‘Vote for change’: Polls open in Burkina Faso | Burkina Faso

Voters voted in Burkina Faso on Sunday to hold presidential and parliamentary elections, which have been marred by ongoing violence in the West African landlocked nation.

President Roch Marc Christian Kabore has promised to secure the country and is fighting for another five years in power against twelve other candidates.

Kabore is expected to win, but the opposition are hoping to split the vote, depriving him of the 51 percent support needed to win the first round overall. It is then planned to form a coalition behind the strongest opposition candidate for the second round of elections.

The campaigns ran alongside ongoing bloodshed and there was widespread fear of attack by armed groups on election day.

Fourteen soldiers were killed in an ambush in the north alleged by ISIL (ISIS) earlier this month. This was one of the deadliest attacks on the military in five years of the rebellion.

During the presidential and parliamentary elections in Ouagadougou, Burkina Faso, people stand in line at a polling station [Zohra Bensemra/Reuters]As in the neighboring Sahel states of Mali and Niger, violence in the north is intertwined with clashes between ethnic groups.

The Fulani community has been particularly recruited by militants and attacks regularly trigger reprisals and continue the cycle of violence.

Humanitarian groups have condemned massacres of Fulani civilians by pro-government militias or the army.

“Massive Fraud”

The president’s two main challengers are 2015 runner-up, veteran opposition leader Zephirin Diabre, and Eddie Komboigo, who represents former President Blaise Compaore’s party.

Compaore, who was overthrown by a popular uprising in 2014 after 27 years in power, is now in exile.

Presidential candidate Zephirin Diabre will vote at a polling station in Ouagadougou during the presidential and parliamentary elections [Anne Mimault/Reuters]Diabre told reporters on Saturday that “there is a huge operation being organized by those in power to carry out a massive fraud” to give Kabore a first-round victory.

“We will not accept results that are affected by irregularities,” added Diabre, who was surrounded by five of the eleven other opposition candidates, including Komboigo, at a press conference.

According to Codel, a local election-focused organization, crisis rooms have been set up across the city where organizations can monitor voting for irregularities, voter suppression and violence.

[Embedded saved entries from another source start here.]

PR #1114, opened 2021-06-23
Over-ride matching for NS names from Molnix

batpad:
Refs https://github.com/IFRCGo/go-frontend/issues/1638#issuecomment-859368247

For certain NS names from Molnix, specify a manual matching to Country entities in GO.

cc @szabozoltan69 @vdeak - please merge and deploy to staging whenever able.

### DIFF
--- a/api/management/commands/sync_molnix.py
+++ b/api/management/commands/sync_molnix.py
@@ -12,6 +12,23 @@ from api.create_cron import create_cron_record
 
 CRON_NAME = 'sync_molnix'
 
+'''
+    Some NS names coming from Molnix are mapped to "countries"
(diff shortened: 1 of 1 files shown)


szabozoltan69 (approved):
If these overrides change frequently, could be kept in database. But for now it is fine like this.

batpad:
> If these overrides change frequently, could be kept in database. But for now it is fine like this.

Yes. Ideally in the future we would just have these entities on GO and not need these over-rides, but yes, if we do, it maybe nice to consider moving this to the db.

szabozoltan69:
Deployed to staging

“Vote for change in this country”

Dozens of people lined up at polling stations in the capital, Ouagadougou, before sunrise on Sunday.

Oumar Zorome, 55, was the first to vote in the Patte D’Oie district and supports Kabore, who built roads and is not responsible for the country’s insecurity struggles.

“I am voting for the change that has already taken place in this country to continue,” he said.

One voter shows another how to cast her vote at a polling station during the presidential and parliamentary elections in Ouagadougou [Zohra Bensemra/Reuters]Voting also began in violent regions of the country where officials were unsure a few weeks ago whether a vote would be possible.

In Barsalogho, in the country’s Center North region, an official said there were more than 60 people in line when the polls opened with added security.

“I’m surprised. I didn’t think we could vote, but things have been calm so far,” Saidou Wily, a government official in Barsalogho, told The Associated Press.

Al-Qaeda-ISIL-related violence has displaced more than a million people and cut off parts of the country, leaving at least 166,000 new voters unable to register, according to election officials.

Results are expected in the next few days.